FDP-Fraktionschef Hans-Ulrich Rülke holt noch gröbere Keile aus seiner rhetorischen Werkzeugkiste und wirft Grün-Rot vor, ein Schmierentheater abzuziehen. „Bei Ihnen hört Bürgerbeteiligung dort auf, wo der Bürger seine eigene Meinung entwickelt“, so der FDP-Mann. Beim Nationalpark gehe es nicht um Naturschutz, sondern um ein ideologisches Prestigeprojekt. Das Projekt sei weder ökonomisch noch ökologisch sinnvoll. Doch das sehen Grüne und Rote natürlich ganz anders.

„Heute ist ein historischer Tag“, sagen sie immer wieder. Auch Kretschmann selbst, der den Nationalpark in einer halbstündigen Rede rechtfertigt, tut es nicht darunter. Gerade Baden-Württemberg als Industrieland sei verpflichtet, die biologische Vielfalt zu erhalten – nein, zu verbessern. Und dann ist der gelernte Biologielehrer in seinem Element und kramt ein Farbplakat aus seinen Unterlagen hervor, das er entrollt: Es zeige den „rotrandigen Baumschwamm“, belehrt er das verdutzt blickende Parlament.

Nein, die Vorschläge der Bürger habe man nicht abgebügelt

Einstmals verschollen, sei dieser im Nationalpark Bayerischen Wald wieder aufgetaucht, doziert der Grünen-Politiker. Auch der „Tannenstachelbart“ sei so ein Rückkehrer. Totholz sei eben nicht tot, sondern biete Moosen, Flechten, Pilzen, Schwämmen, Asseln und Laufkäfern einen einmaligen Lebensraum.

Punkt für Punkt arbeitet Kretschmann ab, Einwand für Einwand. Ja, das Borkenkäferproblem sei nicht trivial, aber es gebe eine Pufferzone. Nein, die Vorschläge der Bürger habe man nicht abgebügelt, sondern im Gesetzentwurf sehr wohl berücksichtigt. Aber letztlich, so mutmaßt er, gehe es beim Nationalpark um die Grundeinstellung zum Wald: Will man ihn uneingeschränkt nutzen, oder lässt man zu, dass er auch irgendwo sich selbst überlassen bleibt?

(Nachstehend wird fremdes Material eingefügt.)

PR #2585, opened 2016-12-30
Ignore volume-from attribute for rescheduling containers on node fail

xianlubird:
In some case, container has `volume-from` attribute. When reschedule this container on node fail, it can not to be created on other nodes. So we should ignore `volume-from` attribute when node failed reschedule.

@dongluochen @nishanttotla WDYT ? Maybe it can be merged in 1.2.6 millstone.

### DIFF
--- a/cluster/watchdog.go
+++ b/cluster/watchdog.go
@@ -134,6 +134,13 @@ func (w *Watchdog) rescheduleContainers(e *Engine) {
 			endpointsConfig[k] = v
 		}
 		c.Config.NetworkingConfig.EndpointsConfig = endpointsConfig
+		
+		//For volume-from case, ignore it
+		if c.Config.HostConfig.VolumesFrom != nil {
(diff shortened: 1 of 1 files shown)


nishanttotla:
This change makes sense, but I wouldn't set it to `nil` without any warnings. There should at least be a log message to help with debugging, in case this change affects users.

WDYT @dongluochen?

xianlubird:
I agree with you @nishanttotla . I have changed code for adding warn log info .
Thanks

xianlubird:
@dongluochen @nishanttotla @allencloud WDYT ?

dongluochen:
IMHO I don't think we should change container configuration in rescheduling. Classic Swarm allows user to control the containers. It's possible users put the same container on every node. When a container has external dependencies, it's a `stateful` container. Classic Swarm runs assuming external dependencies are available. Making this change doesn't feel right. If the original request asks for `volume-from`, how could rescheduling doesn't require that? If `volume-from` is optional, user should update its image to deal with it.

PR #2587, opened 2017-01-05
Support more filters in network list operations

wsong:
This is necessary when doing `docker stack rm` in Docker 1.13+ engines, because
the CLI client deletes networks by doing a network list call with a label
filter and then deleting everything that gets returned. If you do this against
Swarm, then you wind up deleting all of your networks.


dongluochen:
LGTM

PR #2592, opened 2017-01-09
update go-zookeeper to rev 1d7be4e

convergentio:
Update the go-zookeeper library godep to pick up a fix for a spin in its lock implementation:
https://github.com/samuel/go-zookeeper/pull/145

This change affects docker/swarm when using ZooKeeper discovery only.


dongluochen:
thanks @convergentio! 

LGTM

PR #2593, opened 2017-01-10
Add support for the name filter when listing volumes

alexmavr:
This PR enables the `name` filter in the `/volumes` API endpoint. The implementation works in accordance to that of the daemon itself:
- Volumes are matched if any substring of the volume name matches the filter
- When multiple `name` filters are provided, each result must match at least one of them. 

### DIFF
--- a/api/handlers.go
+++ b/api/handlers.go
@@ -318,7 +318,29 @@ func getVolume(c *context, w http.ResponseWriter, r *http.Request) {
 func getVolumes(c *context, w http.ResponseWriter, r *http.Request) {
 	volumesListResponse := volumetypes.VolumesListOKBody{}
 
+	// Parse filters
+	filters, err := dockerfilters.FromParam(r.URL.Query().Get("filters"))
+	if err != nil {
+		httpError(w, err.Error(), http.StatusInternalServerError)
+		return
+	}
+
+	names := filters.Get("name")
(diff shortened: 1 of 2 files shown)


alexmavr:
@dongluochen @nishanttotla is it possible to add this to the next release milestone?

nishanttotla:
@alexmavr correct me if I'm wrong, but isn't Docker behavior to match a prefix string, as opposed to any substring?

alexmavr:
@nishanttotla it seems to be a substring, rather than a prefix:

```
$ docker volume ls --filter name=vol
DRIVER              VOLUME NAME
local               avolume
local               myvol
```

dongluochen:
@alexmavr Can you add test for this change?

alexmavr:
@dongluochen most definitely! Could you please recommend a location for such a test, as I couldn't find any existing tests that exercise similar code segments?

dongluochen:
@alexmavr You can add test to `test/integration/api/volume.bats`. You can find an example on image filtering at `./test/integration/api/images.bats:27:	run docker_swarm images --filter node=node-0`

alexmavr:
Thanks! I amended my commit to add filter coverage in the existing `docker volume ls` test.

dongluochen:
LGTM

PR #2600, opened 2017-01-18
Use the network name instead of the ID if it was passed in during disconnects

wsong:
If you try to disconnect a container from a network before that container was
started, it'll fail unless you use the network's name. This is because the
container isn't marked as connected to the network via ID until it's actually
started; until then, the daemon only keeps track of the network name as it
relates to the container.

### DIFF
--- a/api/handlers.go
+++ b/api/handlers.go
@@ -1036,6 +1036,13 @@ func networkDisconnect(c *context, w http.ResponseWriter, r *http.Request) {
 		httpError(w, fmt.Sprintf("No such network: %s", networkid), http.StatusNotFound)
 		return
 	}
+	// If the incoming request used the network's name instead of the ID,
+	// make the request to the daemon with the network's name as well.
+	if strings.Contains(networkid, network.Name) {
+		networkid = network.Name
+	} else {
+		networkid = network.ID
+	}
 
 	// make a copy of r.Body
 	buf, _ := ioutil.ReadAll(r.Body)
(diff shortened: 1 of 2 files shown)


wsong:
This only occurs when Swarm mode is enabled, for what it's worth:

```
$ docker network create -d overlay --attachable testnet
srpcvl6cbnxc0sghi0zf9ugm9
$ docker create --net testnet busybox sleep 24h
b54c8721e323da34bad1c51734b63669848cb89f0da76b28364e016e05b28740
$ docker network disconnect srpcvl6cbnxc0sghi0zf9ugm9 b54c8721e323da34bad1c51734b63669848cb89f0da76b28364e016e05b28740
Error response from daemon: container b54c8721e323da34bad1c51734b63669848cb89f0da76b28364e016e05b28740 is not connected to the network srpcvl6cbnxc0sghi0zf9ugm9
$ docker network disconnect testnet b54c8721e323da34bad1c51734b63669848cb89f0da76b28364e016e05b28740
```

Note how disconnecting using the network name works fine, but using the network ID fails.

dongluochen:
This fix wouldn't work. https://github.com/docker/docker/blob/master/client/interface.go#L92 defines the interface as 
```
NetworkDisconnect(ctx context.Context, networkID, container string, force bool) error
```

Actually tests fail this change.

wsong:
That argument is actually misnamed; you can in fact pass in a network name:

https://github.com/docker/docker/blob/a3dff7c3dbb949662be0037de0e51c00cfa68364/daemon/container_operations.go#L984

The bug is that I wasn't stripping off the node names from the network names. Done.

wsong:
Network disconnect tests appear to be passing now.

dongluochen:
LGTM

dongluochen:
Ping @nishanttotla @allencloud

Diesen Wertekonflikt, so Kretschmann, könne man nur mit dem Hinweis auf die geringe Größe des Projekts auflösen: Der Nationalpark umfasse 0,7 Prozent der Waldfläche im Land: „Es gibt wirklich keinen Grund, sich dermaßen darüber aufzuregen.“ Hauk hält ihm daraufhin entgegen: „Für die Menschen im Nordschwarzwald ist das Gebiet aber zu 100 Prozent Heimat.“

Nein, der Nationalpark taugt nicht zum Kompromiss. Die Fronten bleiben auch in der Schlussabstimmung starr. Nur ein einziger aus den Reihen der CDU schert aus: der Landrat des Zollernalb-Kreises, Günther-Martin Pauli. Er macht schon seit Monaten kein Hehl aus seiner Sympathie zum Nationalpark und spricht damit aus, was auch manch anderer Fraktionskollege denkt – aber nicht zu sagen wagt.

So wird der Park, der 2014 offiziell zu existieren beginnt, also ein rein grün-rotes Projekt. Die aus dem Schwarzwald angereisten Gegner überreichen ihre 30 000 Protestunterschriften denn auch der CDU.